::: DATA RECORDS
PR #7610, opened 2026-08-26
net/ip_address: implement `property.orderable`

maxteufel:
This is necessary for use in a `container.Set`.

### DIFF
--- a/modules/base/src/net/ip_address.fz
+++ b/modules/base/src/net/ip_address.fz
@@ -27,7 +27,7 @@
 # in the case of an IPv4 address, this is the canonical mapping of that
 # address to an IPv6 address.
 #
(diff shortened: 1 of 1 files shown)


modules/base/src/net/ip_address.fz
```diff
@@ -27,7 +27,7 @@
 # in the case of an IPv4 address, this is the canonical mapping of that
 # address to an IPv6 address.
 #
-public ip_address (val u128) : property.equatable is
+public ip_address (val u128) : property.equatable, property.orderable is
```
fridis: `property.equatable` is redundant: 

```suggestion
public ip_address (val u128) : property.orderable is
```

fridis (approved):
::::::
(ASSIGNMENT): Only a number is expected: how many lines of the data include the string "public".

(OUTPUT FOR THIS TASK): 3